Available data START

PR #11589, opened 2026-01-08
Add custom cmake target that generates protocol files, fix XCode build

### LINKED ISSUE #11126: Unable to build with Xcode generator

Pioooooo:
Closes #11126.

## Checklist

### DIFF
--- a/CMakeLists.txt
+++ b/CMakeLists.txt
@@ -1987,6 +1987,13 @@ add_custom_command(OUTPUT "src/generated/wordlist.h"
     scripts/wordlist.py
 )
 
+add_custom_target(generate_protocol
+  DEPENDS
+    src/generated/protocol.h
+    src/generated/protocol7.h
+    src/generated/protocolglue.h
+)
+
 ########################################################################
 # SHARED
 ########################################################################
@@ -2236,6 +2243,8 @@ add_library(engine-gfx EXCLUDE_FROM_ALL OBJECT ${ENGINE_GFX})
 target_include_directories(engine-gfx PRIVATE ${PNG_INCLUDE_DIRS})
 add_library(engine-shared EXCLUDE_FROM_ALL OBJECT ${ENGINE_INTERFACE} ${ENGINE_SHARED} ${ENGINE_UUID_SHARED} ${BASE})
 add_library(game-shared EXCLUDE_FROM_ALL OBJECT ${GAME_SHARED} ${GAME_GENERATED_SHARED})
+add_dependencies(engine-shared generate_protocol)
+add_dependencies(game-shared generate_protocol)
 list(APPEND TARGETS_OWN engine-gfx engine-shared game-shared)
 
 if(DISCORD AND NOT DISCORD_DYNAMIC)


heinrich5991:
Could you create a custom target just for the shared headers mentioned in #11126? Compilation doesn't need to wait for the other generated files.

Could you move the rename to a different commit?

Pioooooo:
I remember also seeing request of the generate-all target on discord so I implemented it here. The generation shouldn't take long. Though if you insist I can change that.

heinrich5991:
You can add both, if you want. But I wouldn't want to pessimize the build process for the extra target.

heinrich5991 (approved):
Thanks. :)

Issue #11590, opened 2026-01-08
MacOS dmg packing broken


Pioooooo:
Caused by https://github.com/ddnet/ddnet/commit/00f16103db8d30e81834cfbaed537fc1d50d5638

https://stackoverflow.com/questions/25011962/macosx-10-9-detecting-if-an-executable-is-launched-via-launch-services

> Before macosx 10.9 it was possible to detect if an executable was launched using launch services (finder, open, etc.) or directly invoked on the terminal by looking for the presence of a -psn_* argument in the program arguments.

> This is no longer the case in 10.9. Is there a way of detecting that in 10.9 ? It seems I can look if cwd is / but that's not really foolproof.

PR #11599, opened 2026-01-10
cmake: Sign dmg on macOS

def-:
Doesn't affect normal local builds that people are expected to do (for example via `make`), only `make package_default`

### DIFF
--- a/CMakeLists.txt
+++ b/CMakeLists.txt
@@ -119,6 +119,7 @@ option(EXCEPTION_HANDLING "Enable crashdumps (only works with Windows)" OFF)
 option(IPO "Enable interprocedural optimizations" OFF)
 option(FUSE_LD "Linker to use" OFF)
 option(SECURITY_COMPILER_FLAGS "Whether to set security-relevant compiler flags like -D_FORTIFY_SOURCE=2 and -fstack-protector-strong" ON)
+option(MACOS_CODESIGN "Whether to sign code when building the DMG on macOS" OFF)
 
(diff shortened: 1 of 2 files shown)


Robyt3:
Is it still possible for contributors to test the dmg build without requiring signing? Could we make it optional and output a warning if `MACOS_APP_IDENTITY` is not set? Otherwise contributors can't test changes that affect the dmg like #11590.

def-:
Done

Pioooooo:
seems that we can use something like `codesign -s -` for so-called "ad hoc signing" that works locally

def-:
For me locally my unsigned code works fine as long as I built it myself and run it directly, so not really necessary I think.

Robyt3:
> seems that we can use something like `codesign -s -` for so-called "ad hoc signing" that works locally

From what I can tell, it doesn't seem to have any benefits for developers building locally.

> In practice creating ad-hoc signed binaries is only of practical value for Apple developers.
> Means only for developers working at Apple.

https://apple.stackexchange.com/a/317002

Pioooooo:
Is it possible to also sign in github workflow with secrets?

def-:
I would not like to upload my certificate to github. Why do we need it?

def-:
And an even bigger point: It would allow people to create a PR and get a build that is signed by me, without the code ever being merged into DDNet. So someone could easily create malware that is signed by me.

Pioooooo:
I think workflows could be run only on master. I was just wondering since we don't have to do the xattr then. But I doubt anyone would use that artifact anyway so it's ok to not have it.

PR #11601, opened 2026-01-10
macOS dmg fixes

def-:
Fixes: https://github.com/ddnet/ddnet/issues/11590
## Checklist

### DIFF
--- a/src/macos/client.mm
+++ b/src/macos/client.mm
@@ -2,15 +2,29 @@
 
 extern "C" int TWMain(int argc, const char **argv);
 
+static BOOL IsRunningInsideDDNetApp(void)
+{
+	NSBundle *bundle = [NSBundle mainBundle];
+	if(!bundle)
+		return NO;
+	NSString *bundlePath = [bundle bundlePath];
+	if(!bundlePath)
+		return NO;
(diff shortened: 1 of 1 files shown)


Robyt3:
This probably breaks the macOS CI. Can we try the workaround of checking if the [current working directory](https://developer.apple.com/documentation/foundation/filemanager/currentdirectorypath?language=objc) is `/` (as per https://stackoverflow.com/q/25011962) to determine if it was launched from Finder?

def-:
I've tried another workaround, let's see if CI works now.

other/dmgsettings.py
```diff
@@ -104,7 +105,7 @@ def icon_from_app(app_path):
 #
 # Other color components may be expressed either in the range 0 to 1, or
 # as percentages (e.g. 60% is equivalent to 0.6).
-background = defines.get('background', 'builtin-arrow')
+background = background
```
Pioooooo, line 108: why change here? The background was showing correctly on my machine before and turns into blank for the artifact from this pr.

Image

Image

def-: I couldn't find a solution, will revert my change. We'll have to wait until https://github.com/dmgbuild/dmgbuild/issues/273 is resolved.

PR #11610, opened 2026-01-13
Add `c` parameter for colors commands, cleanup argument parsing

Robyt3:
Cleanup console color argument handling by adding `c` parameter for commands with color arguments, instead of weirdly checking if the command callback belongs to a color config variable and then separately passing this to the `CConsole::ParseArgs` function with a `bool IsColor` argument.

Various refactoring of the `CConsole::ParseArgs` function:

- Return result directly instead of setting `Error` result variable.
- Reduce indentation by using `continue`.
- Use `for`- instead of `while`-loop.
- Use `bool` instead of `int`.
- Use `'\0'` instead of `0`.

## Checklist

### DIFF
--- a/src/engine/shared/console.cpp
+++ b/src/engine/shared/console.cpp
@@ -180,146 +180,125 @@ int CConsole::ParseStart(CResult *pResult, const char *pString, int Length)
 	return 0;
 }
 
-int CConsole::ParseArgs(CResult *pResult, const char *pFormat, bool IsColor)
+int CConsole::ParseArgs(CResult *pResult, const char *pFormat)
 {
-	char Command = *pFormat;
-	char *pStr;
-	int Optional = 0;
-	int Error = PARSEARGS_OK;
+	char *pStr = pResult->m_pArgsStart;
+	bool Optional = false;
 
 	pResult->ResetVictim();
 
-	pStr = pResult->m_pArgsStart;
-
-	while(true)
+	for(char Command = *pFormat; Command != '\0'; Command = NextParam(pFormat))
 	{
-		if(!Command)
-			break;
-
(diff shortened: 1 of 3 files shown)


src/engine/shared/console.cpp
```diff
@@ -180,146 +180,125 @@ int CConsole::ParseStart(CResult *pResult, const char *pString, int Length)
...
+		// add token
+		if(*pStr == '"')
+		{
+			pStr++;
+			pResult->AddArgument(pStr);
 
-				pDst = pStr; // we might have to process escape data
-				while(true)
+			char *pDst = pStr; // we might have to process escape data
+			while(true)
```
AssassinTee: I'd also rewrite this into a for loop, similar to above

src/engine/shared/console.cpp
```diff
@@ -180,146 +180,125 @@ int CConsole::ParseStart(CResult *pResult, const char *pString, int Length)
...
-				if(pVictim)
+			}
+			else if(Command == 'f')
+			{
+				float Value;
+				if(!str_tofloat(pResult->GetString(pResult->NumArguments() - 1), &Value) ||
+					Value == std::numeric_limits<float>::max() ||
+					Value == std::numeric_limits<float>::min())
 				{
-					pResult->SetVictim(pVictim);
```
AssassinTee, line 314: Note: This moved into the pVictim part, which is nice and makes more sense

src/engine/shared/console.cpp
Robyt3: I moved the condition into the while-loop, but it doesn't look like a good place for a for-loop because it iterates over multiple pointers.

PR #11614, opened 2026-01-14
Remove `sv_reset_file` and flexreset files

### LINKED ISSUE #8392: Remove reset file

heinrich5991:
Gameplay-specific config should go into the map instead, gameplay-unspecific config (like votes) should go into `<mapname>.map.cfg`.

Fixes #8392. Fixes #7598 and #10916 by removing the feature.

## Checklist

### DIFF
--- a/data/autoexec_server.cfg
+++ b/data/autoexec_server.cfg
@@ -106,9 +106,6 @@ sv_tune_reset 1
 # Reset DDRace tunes after a map change
 sv_ddrace_tune_reset 1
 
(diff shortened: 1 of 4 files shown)


heinrich5991:
Requires #11615 before merging.

ChillerDragon:
Why? This is actually quite problematic for me. I use this file to apply settings on my servers that are not map specific but should be used for all maps.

Available data END

■ **Problem details**
Please quote nothing but the lines from the line with "Requires #11615 before merging." through the end of the data above, exactly as written, ends included.

■ **Response box**
Requires #11615 before merging.

ChillerDragon:
Why? This is actually quite problematic for me. I use this file to apply settings on my servers that are not map specific but should be used for all maps.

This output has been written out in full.